The lines to copy are those holding the string "they" in the entries below.
━━ Extracted information
PR #4136, opened 2023-12-18
feat: provide enabled flag to notification register endpoint

rosvik:
Provides the enabled flag to notifications /register endpoint, and initializes the permissionStatus field on app launch by calling `checkPermissions` instead of `register` directly. `checkPermissions` now calls register after the permissions are determined.

closes https://github.com/AtB-AS/kundevendt/issues/15905


marius-at-atb (approved):
Nice!

KristianSelnas (approved):

PR #4139, opened 2023-12-19
feat: delete collected data on account deletion

adriawh:


adriawh:
@jorelosorio is taking over this issue and PR

jorelosorio:
I made the test and now seems to work after removing the user, this message appears.

Screenshot_1704368452

src/stacks-hierarchy/Root_TabNavigatorStack/TabNav_ProfileStack/Profile_DeleteProfileScreen.tsx
```diff
@@ -34,8 +35,25 @@ export const Profile_DeleteProfileScreen = ({
...
 
-  const doDeleteProfile = async () => {
-    await Alert.alert(
+  const {deleteCollectedData} = useBeaconsState();
+
+  const handleDeleteProfile = async () => {
+    try {
+      const deleteOK = await deleteProfile();
+      if (deleteOK) {
+        await deleteCollectedData();
```
jorelosorio, line 44: The internal functions handle if beacons is enabled or not for the organization and if is already initialized.

jorelosorio (approved):

src/beacons/BeaconsContext.tsx
```diff
@@ -132,7 +132,12 @@ const BeaconsContextProvider: React.FC = ({children}) => {
   const deleteCollectedData = useCallback(async () => {
     if (!isBeaconsSupported) return;
     if (isInitializedRef.current) {
-      await Kettle.deleteCollectedData();
+      try {
+        await Kettle.deleteCollectedData();
+        return Promise.resolve();
+      } catch (error) {
+        return Promise.reject(error);
+      }
```
gorandalum, line 140: Isn't this just the same as `return Kettle.deleteCollectedData()`?

src/stacks-hierarchy/Root_TabNavigatorStack/TabNav_ProfileStack/Profile_DeleteProfileScreen.tsx
```diff
@@ -33,9 +28,24 @@ export const Profile_DeleteProfileScreen = ({
...
+        await signOut();
+      } else {
+        setDeleteError(true);
+      }
+    } catch (error) {
+      setDeleteError(true);
```
gorandalum, line 43: I don't think we can set delete error when delete collected data fails. Especially if we delete profile first. When we have deleted profile I think we are past the point of no return, and need to sign out the user.

gorandalum (changes requested):

src/stacks-hierarchy/Root_TabNavigatorStack/TabNav_ProfileStack/Profile_DeleteProfileScreen.tsx
jorelosorio: I made a fix to this as in the same way it was done in `deleteProfile()`

src/beacons/BeaconsContext.tsx
```diff
@@ -132,12 +135,15 @@ const BeaconsContextProvider: React.FC = ({children}) => {
...
-      }
+      const deleteOK = await Kettle.deleteCollectedData()
+        .then(() => {
+          return true;
+        })
+        .catch((error) => {
+          Bugsnag.notify(error);
+          return false;
+        });
+      return deleteOK;
```
marius-at-atb, line 146: `deleteOK` is being returned, but is never used where `deleteCollectedData` is used as far as I can see?
Maybe it can be simplified to something like
```
await Kettle.deleteCollectedData().catch((error) => {
  Bugsnag.notify(error);
});
```
(and then also update deleteCollectedData type definition and init value)

jorelosorio: Is not being used yes, we can simplify it a bit

src/beacons/BeaconsContext.tsx
```diff
@@ -135,15 +133,9 @@ const BeaconsContextProvider: React.FC = ({children}) => {
...
-      const deleteOK = await Kettle.deleteCollectedData()
-        .then(() => {
-          return true;
-        })
-        .catch((error) => {
-          Bugsnag.notify(error);
-          return false;
-        });
-      return deleteOK;
+      await Kettle.deleteCollectedData().catch((error) => {
```
marius-at-atb, line 136:
```suggestion
     Kettle.deleteCollectedData().catch((error) => {
```
Sorry I meant to exclude await from the previous suggestion, so it can be removed I think

marius-at-atb (approved):
Looks good 😄

src/beacons/BeaconsContext.tsx
```diff
@@ -153,10 +154,12 @@ const BeaconsContextProvider: React.FC = ({children}) => {
...
   }, [isBeaconsSupported]);
 
-  const deleteCollectedData = useCallback(async () => {
+  const deleteCollectedData = useCallback(() => {
     if (!isBeaconsSupported) return;
     if (isInitializedRef.current) {
-      await Kettle.deleteCollectedData();
+      Kettle.deleteCollectedData().catch((error) => {
+        Bugsnag.notify(error);
+      });
```
gorandalum, line 162: If you have revoked permissions, will the initialised ref be false and data not deleted? Or is data deleted when you revoke?

jorelosorio: I think data is not removed when revoke collect data, only `delete collected data` removes it, as far I know.

marius-at-atb: Good catch, I think it would actually require to init the sdk to delete the data in that case

marius-at-atb: So maybe it is needed to init, delete, then stop again when `isInitializedRef.current` is false?

jorelosorio: But call revoke do not turn false: isInitializedRef.current, once is initialized the SDK, it remains initialized. Which is different from running.

jorelosorio: So in the case is false is because is either not onboarded or disabled in the remote config, for those cases in the debug menu beacons is not show and there is PR to do not show the privacy beacons related stuff if not onboarded.

marius-at-atb: @jorelosorio Yes I confused stop with un-init, which is not a method and so won't happen until the user restarts the app.
So the beacons privacy will be hidden for the false case after another upcoming PR? I guess then the problem is avoided :+1:

gorandalum: I'm not quite following what problem is avoided 😅  We still need to be able to delete when uninitialised? 🤔 

Since it seems like initialisation only happen when user are sharing:
```ts
if (permissions.length > 0) {
  await NativeModules.KettleSDKExtension.initializeKettleSDK();
  isInitializedRef.current = true;
}
```

marius-at-atb: I was thinking if the button is hidden, but realising now that the Delete My Profile button should be there regardless of that flag. In which case, problem not avoided

src/stacks-hierarchy/Root_TabNavigatorStack/TabNav_ProfileStack/Profile_DeleteProfileScreen.tsx
```diff
@@ -33,9 +28,20 @@ export const Profile_DeleteProfileScreen = ({
     filterActiveOrCanBeUsedFareContracts(fareContracts, serverNow).length > 0;
 
   const [deleteError, setDeleteError] = useState<boolean>(false);
+  const {deleteCollectedData} = useBeaconsState();
+
+  const handleDeleteProfile = async () => {
+    const isProfileDeleted = await deleteProfile();
+    if (isProfileDeleted) {
+      await deleteCollectedData();
+      await signOut();
```
marius-at-atb, line 37: Is the `navigation.navigate('Profile_RootScreen');` not needed anymore?

marius-at-atb (approved):
Nice work!

src/beacons/BeaconsContext.tsx
```diff
@@ -97,36 +86,54 @@ enum storeKey {
...
+  );
+
+  const stopBeacons = useCallback(async () => {
+    const permissions = await allowedPermissionsForBeacons();
+    if (
+      permissions.length > 0 &&
+      beaconsInfo?.isStarted &&
+      isInitializedRef.current
+    ) {
+      Kettle.stop(permissions);
```
gorandalum, line 124: How important is it that this list of permissions when stopping matches the list it was started with?

From the looks of it, it seems that we fetch permissions from the OS layer before stopping, and it might happen that someone has changed OS permissions between starting and stopping the Kettle module.

gorandalum (approved):

src/beacons/BeaconsContext.tsx
jorelosorio: I have changed this to reflect the changes I made in the stop, this stop now should stop all as it was fixed for the auto-stopping.

src/stacks-hierarchy/Root_TabNavigatorStack/TabNav_ProfileStack/Profile_DeleteProfileScreen.tsx
jorelosorio: No, it was removed due to an issue, signOut nows handles the redirection.

PR #4140, opened 2023-12-19
feat: toggle emailfield with remote config

toretefre:
Closing https://github.com/AtB-AS/kundevendt/issues/16096

This PR hides the email input field from the profile edit page in the app. FRAM needs this to avoid mixing app accounts with phone authentication and webshop accounts with email authentication. 

We want to avoid the following scenario:
1. User signs in with phone number in the app
2. User adds email adress to account in app
3. Email is already in use in Entur systems, giving error message when user tries to create webshop account with email.

A disable flag was chosen for remote config because no config would then be required for AtB and NFK, and to ensure that the remote config value can be removed as soon as app and webshop accounts are merged at FRAM.


reidzeibel (approved):
Looks good to me!

src/translations/screens/subscreens/EditProfileScreen.ts
```diff
@@ -45,6 +45,11 @@ export const EditProfileTexts = {
         'The e-mail address is already in use',
         'E-postadressa er allereie i bruk',
       ),
+      disabledWithRemoteConfig: _(
+        'Appen støtter foreløpig ikke lagring av e-postadresse.',
+        'The app currently does not support saving your email address',
+        'Appen stettar førebels ikkje lagring av e-postadresse.',
```
marius-at-atb, line 51: stettar -> støttar

toretefre: You sure? https://ordbokene.no/nn/73672

Anyways, I created a PR: https://github.com/AtB-AS/mittatb-app/pull/4152

toretefre: Merged 🤝

PR #4141, opened 2023-12-19
fix: add onCameraChange callback to fix android issue

reidzeibel:
Closes https://github.com/AtB-AS/kundevendt/issues/16093

Working on this fix with @KristianSelnas . 

Issue is caused by RNMapBox issue here : https://github.com/rnmapbox/maps/issues/2902, so basically, in Android, if you show UserLocation, then `onMapIdle` callback no longer triggers properly. In iOS this is not a problem. A workaround offered by one of the RNMapBox developer is to use a debounced `onCameraChanged` event to trigger the change, as mentioned here : https://github.com/rnmapbox/maps/issues/2902#issuecomment-1633003164.

So we are implementing that solution, but currently we have some issues where we can't find a way to implement the enforced eslint exhaustive deps on useEffect. 

Therefore hopefully someone have an idea on how to do it properly. 

This PR already fixes the issue, but the code needs to be improved while keeping the solution working.

### DIFF
--- a/src/components/map/Map.tsx
+++ b/src/components/map/Map.tsx
@@ -5,7 +5,7 @@ import {MapRoute} from '@atb/travel-details-map-screen/components/MapRoute';
 import MapboxGL, {UserLocationRenderMode} from '@rnmapbox/maps';
 import {MapState} from '@rnmapbox/maps/lib/typescript/components/MapView';
 import {Feature} from 'geojson';
-import React, {useMemo, useRef} from 'react';
+import React, {useEffect, useMemo, useRef, useState} from 'react';
 import {View} from 'react-native';
 import {MapCameraConfig, MapViewConfig} from './MapConfig';
 import {SelectionPin} from './components/SelectionPin';
@@ -17,6 +17,7 @@ import {useControlPositionsStyle} from './hooks/use-control-styles';
 import {useMapSelectionChangeEffect} from './hooks/use-map-selection-change-effect';
 import {MapProps, MapRegion} from './types';
 import {isFeaturePoint} from './utils';
+import {useDebounce} from '@atb/utils/use-debounce';
 
 export const Map = (props: MapProps) => {
   const {initialLocation} = props;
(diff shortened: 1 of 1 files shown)


marius-at-atb:
Related issue: https://github.com/AtB-AS/mittatb-app/pull/4045

marius-at-atb:
I'm guessing the answer is yes, but does the same Android issue occur when using `<NativeUserLocation />` instead of `UserLocation` with `renderMode={UserLocationRenderMode.Native}`?

src/components/map/Map.tsx
```diff
@@ -73,6 +76,24 @@ export const Map = (props: MapProps) => {
...
+  useEffect(() => {
+    if (debouncedState) {
+      loadMobility({
+        visibleBounds: [
+          debouncedState.properties.bounds.ne,
+          debouncedState.properties.bounds.sw,
+        ],
+        zoomLevel: debouncedState.properties.zoom,
+        center: debouncedState.properties.center,
+      });
```
marius-at-atb, line 88:
```suggestion
      onMapIdle(debouncedState)
```

src/components/map/Map.tsx
```diff
@@ -73,6 +76,24 @@ export const Map = (props: MapProps) => {
...
+    }
+  // eslint-disable-next-line react-hooks/exhaustive-deps
```
marius-at-atb, line 90: With the suggestion above, maybe it will work when wrapping `onMapIdle` and `loadMobility` with `useCallback`?

reidzeibel: Unfortunately, no, it still triggers multiple debounce due to location change if we put the dependency to the useEffect.

reidzeibel:
@marius-at-atb we are using `renderMode={UserLocationRenderMode.Native}`, can't seem to find `NativeUserLocation` on the RNMapbox, can you point out where it is?

marius-at-atb:
https://github.com/rnmapbox/maps/blob/main/docs/NativeUserLocation.md
Might require rnmapbox to be upgraded

reidzeibel:
@gorandalum @marius-at-atb please hold off reviewing this, I think i found something when trying to update the RNMapBox dependency version, will let you know after lunch the latest. 

@KristianSelnas

reidzeibel:
Closing this PR because there is a better solution: Updating the RNMapBox dependency, works on both Android and iOS normally.

toretefre:
I guess my review is not needed anymore as well. Hope dependency update works 🤞

PR #4143, opened 2023-12-19
fix: Show header in FullScreenView without parallax content

KristianSelnas:
Closes https://github.com/AtB-AS/kundevendt/issues/16103


hanne-at-atb (approved):
Arrriba! 🎉 🌮

marius-at-atb (approved):

PR #4144, opened 2023-12-20
fix: remove realtime position in details on cancelled departures

adriawh:
Now removes the realtime icon and the text with position if the route is cancelled. Also shows the warning seen below now.

### DIFF
--- a/src/place-screen/components/EstimatedCallList.tsx
+++ b/src/place-screen/components/EstimatedCallList.tsx
@@ -61,7 +61,7 @@ export const EstimatedCallList = ({
         },
         existingFavorite,
       ),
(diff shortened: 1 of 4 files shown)


src/place-screen/components/EstimatedCallList.tsx
```diff
@@ -61,7 +61,7 @@ export const EstimatedCallList = ({
         },
         existingFavorite,
       ),
-      // eslint-disable-next-line react-hooks/exhaustive-deps
+    // eslint-disable-next-line react-hooks/exhaustive-deps
```
hanne-at-atb, line 64: 👀

hanne-at-atb (approved):
Good job! 💯

PR #4145, opened 2023-12-20
chore: update app name for staging and debug builds

reidzeibel:
On android app, there is no easy way to distinguish between app builds. All build types have same app name and app icon as the production build, which makes it difficult to distinguish between build types if we installed multiple build types on the same phone.

This PR will try to fix that by adding some build type suffix in parentheses, for the debug, staging, and prodstaging builds. The app names will be as follows: 

- Dev: `APP_NAME=AtB` --> `APP_NAME=AtB (Dev)`
- Staging : `APP_NAME=AtB` --> `APP_NAME=AtB (Staging)`
- ~~ProdStaging: `APP_NAME=AtB` --> `APP_NAME=AtB (ProdStaging)`~~ Reverted

This will especially help the testers when they work with multiple build types.


marius-at-atb:
Is it sufficient to rename dev and staging for debugging? If so maybe we don't have to revert the change later

reidzeibel:
@marius-at-atb ok I asked both Tor and Hanne and they don't know anything about ProdStaging so I'll revert that one. I'll ask Gøran about it when he's back to work.

reidzeibel:
@marius-at-atb reverted the change on ProdStaging

marius-at-atb (approved):

reidzeibel:
image

No more confusion finally!

HanneLH:
Tested ok ✅

PR #4147, opened 2023-12-20
fix: Update Beacons starting useEffect

jorelosorio:
While testing, the beacons were not properly started, so after refactoring this class a small piece was missing to keep it on after close the app.

Closes: https://github.com/AtB-AS/kundevendt/issues/8621

### DIFF
--- a/src/beacons/BeaconsContext.tsx
+++ b/src/beacons/BeaconsContext.tsx
@@ -136,14 +136,13 @@ const BeaconsContextProvider: React.FC = ({children}) => {
     }
   }, [isBeaconsSupported]);
 
-  const isOnboardedButNotStarted =
-    !kettleInfo?.isKettleStarted && kettleInfo?.isBeaconsOnboarded;
-
   useEffect(() => {
     (async function () {
       if (!isBeaconsSupported) return;
+      const consentGranted =
+        (await storage.get(storeKey.beaconsConsent)) ?? 'false';
 
-      if (isOnboardedButNotStarted) {
+      if (consentGranted === 'true') {
         const permissions = await initializeKettleSDK();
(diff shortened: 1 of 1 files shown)


src/beacons/BeaconsContext.tsx
```diff
@@ -136,14 +136,13 @@ const BeaconsContextProvider: React.FC = ({children}) => {
...
   }, [isBeaconsSupported]);
 
-  const isOnboardedButNotStarted =
-    !kettleInfo?.isKettleStarted && kettleInfo?.isBeaconsOnboarded;
-
   useEffect(() => {
     (async function () {
       if (!isBeaconsSupported) return;
+      const consentGranted =
+        (await storage.get(storeKey.beaconsConsent)) ?? 'false';
```
marius-at-atb, line 143: I think best practice is to use `parseBoolean`

src/beacons/BeaconsContext.tsx
```diff
@@ -175,12 +174,14 @@ const getKettleInfo = async (): Promise<KettleInfo> => {
   const status = await Kettle.isStarted();
   const identifier = await Kettle.getIdentifier();
   const consents = await Kettle.getGrantedConsents();
+  const consentGranted =
+    (await storage.get(storeKey.beaconsConsent)) ?? 'false';
```
marius-at-atb, line 178: Same as above regarding `parseBoolean`

marius-at-atb (approved):
Looks good!

gorandalum (commented):
By just looking at this I don't really grasp what "picks up" that the consent has been granted, since I don't really see what is triggering the retrieval from async storage. But that I don't see it doesn't mean it doesn't work, and it will be tested.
━━━━
**Output for this task:**
This will especially help the testers when they work with multiple build types.
@marius-at-atb ok I asked both Tor and Hanne and they don't know anything about ProdStaging so I'll revert that one. I'll ask Gøran about it when he's back to work.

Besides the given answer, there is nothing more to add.